_WHAT IS BEING ASKED_
Each line of the data below containing "storage" needs to be listed.

[Collected data entries]
______

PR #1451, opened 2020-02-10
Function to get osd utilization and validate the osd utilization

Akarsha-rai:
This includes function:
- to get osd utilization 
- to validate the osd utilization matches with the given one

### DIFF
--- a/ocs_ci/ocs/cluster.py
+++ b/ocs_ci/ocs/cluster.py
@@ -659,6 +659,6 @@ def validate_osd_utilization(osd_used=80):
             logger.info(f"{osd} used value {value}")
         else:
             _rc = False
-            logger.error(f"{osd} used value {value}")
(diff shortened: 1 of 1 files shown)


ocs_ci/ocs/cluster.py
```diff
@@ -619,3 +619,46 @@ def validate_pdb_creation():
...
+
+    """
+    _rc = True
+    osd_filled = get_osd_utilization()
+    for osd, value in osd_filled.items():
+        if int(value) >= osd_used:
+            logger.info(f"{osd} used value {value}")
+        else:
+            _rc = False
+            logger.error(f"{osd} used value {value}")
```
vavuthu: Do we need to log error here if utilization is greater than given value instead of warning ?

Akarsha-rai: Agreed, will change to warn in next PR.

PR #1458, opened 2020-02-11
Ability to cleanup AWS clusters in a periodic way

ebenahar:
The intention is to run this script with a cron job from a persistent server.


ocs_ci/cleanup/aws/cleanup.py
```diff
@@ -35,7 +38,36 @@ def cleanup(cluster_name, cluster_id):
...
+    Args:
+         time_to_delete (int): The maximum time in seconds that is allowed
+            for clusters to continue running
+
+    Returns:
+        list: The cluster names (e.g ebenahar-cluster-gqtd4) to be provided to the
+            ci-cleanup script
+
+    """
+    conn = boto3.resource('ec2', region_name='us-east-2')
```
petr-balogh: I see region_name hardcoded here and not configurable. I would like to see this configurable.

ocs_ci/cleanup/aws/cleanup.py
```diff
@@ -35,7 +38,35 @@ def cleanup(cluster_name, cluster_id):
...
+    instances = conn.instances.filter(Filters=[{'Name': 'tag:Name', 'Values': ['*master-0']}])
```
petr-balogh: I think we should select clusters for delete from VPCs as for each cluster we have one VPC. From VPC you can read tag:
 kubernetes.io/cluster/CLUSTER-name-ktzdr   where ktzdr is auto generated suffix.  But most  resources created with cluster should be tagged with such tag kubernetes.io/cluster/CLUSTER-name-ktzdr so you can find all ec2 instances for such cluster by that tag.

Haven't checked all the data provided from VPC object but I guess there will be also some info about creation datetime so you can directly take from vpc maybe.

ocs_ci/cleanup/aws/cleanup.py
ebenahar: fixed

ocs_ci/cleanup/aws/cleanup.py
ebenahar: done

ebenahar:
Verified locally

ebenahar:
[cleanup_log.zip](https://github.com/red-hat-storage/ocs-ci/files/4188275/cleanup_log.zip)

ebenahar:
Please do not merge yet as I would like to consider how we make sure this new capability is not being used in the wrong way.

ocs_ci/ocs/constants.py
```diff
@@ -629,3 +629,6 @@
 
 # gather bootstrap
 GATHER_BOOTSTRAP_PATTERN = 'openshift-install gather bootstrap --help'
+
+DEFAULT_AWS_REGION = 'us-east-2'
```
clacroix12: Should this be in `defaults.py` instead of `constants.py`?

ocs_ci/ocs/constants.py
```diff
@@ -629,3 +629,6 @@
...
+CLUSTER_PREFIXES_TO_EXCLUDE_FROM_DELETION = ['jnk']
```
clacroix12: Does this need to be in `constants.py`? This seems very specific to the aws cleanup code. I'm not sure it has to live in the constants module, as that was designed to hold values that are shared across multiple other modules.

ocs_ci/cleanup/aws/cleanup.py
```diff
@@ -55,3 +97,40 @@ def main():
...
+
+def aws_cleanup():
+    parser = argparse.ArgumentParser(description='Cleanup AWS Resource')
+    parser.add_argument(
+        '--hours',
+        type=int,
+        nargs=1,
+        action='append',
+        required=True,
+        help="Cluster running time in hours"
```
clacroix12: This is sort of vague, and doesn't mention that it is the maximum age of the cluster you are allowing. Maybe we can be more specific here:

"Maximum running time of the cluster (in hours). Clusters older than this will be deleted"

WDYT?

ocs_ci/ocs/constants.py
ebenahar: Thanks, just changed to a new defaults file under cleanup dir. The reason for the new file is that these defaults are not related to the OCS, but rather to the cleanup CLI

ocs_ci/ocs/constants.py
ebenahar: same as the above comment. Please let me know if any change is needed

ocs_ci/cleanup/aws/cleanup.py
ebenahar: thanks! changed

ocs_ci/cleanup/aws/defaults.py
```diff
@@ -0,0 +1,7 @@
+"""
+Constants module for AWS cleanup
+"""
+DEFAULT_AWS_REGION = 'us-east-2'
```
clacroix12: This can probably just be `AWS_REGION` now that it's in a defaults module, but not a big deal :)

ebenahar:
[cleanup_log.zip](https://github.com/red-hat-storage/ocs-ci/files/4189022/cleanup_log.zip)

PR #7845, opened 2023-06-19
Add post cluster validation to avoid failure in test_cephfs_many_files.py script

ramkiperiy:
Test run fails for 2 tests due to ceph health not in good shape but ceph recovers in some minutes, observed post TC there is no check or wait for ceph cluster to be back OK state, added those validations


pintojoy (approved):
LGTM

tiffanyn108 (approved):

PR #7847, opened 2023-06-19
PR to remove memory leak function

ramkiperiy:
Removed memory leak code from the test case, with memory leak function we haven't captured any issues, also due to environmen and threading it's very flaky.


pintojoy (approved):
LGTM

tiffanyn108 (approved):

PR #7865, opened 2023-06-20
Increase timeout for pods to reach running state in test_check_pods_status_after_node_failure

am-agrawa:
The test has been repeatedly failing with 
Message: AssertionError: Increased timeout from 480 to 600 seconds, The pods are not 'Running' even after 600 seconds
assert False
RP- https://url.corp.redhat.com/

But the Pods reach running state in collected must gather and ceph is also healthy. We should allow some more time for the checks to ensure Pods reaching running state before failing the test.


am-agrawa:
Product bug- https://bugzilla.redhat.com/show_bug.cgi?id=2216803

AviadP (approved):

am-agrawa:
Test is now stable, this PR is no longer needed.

______

_COMPLETED TASK_
[cleanup_log.zip](https://github.com/red-hat-storage/ocs-ci/files/4188275/cleanup_log.zip)
[cleanup_log.zip](https://github.com/red-hat-storage/ocs-ci/files/4189022/cleanup_log.zip)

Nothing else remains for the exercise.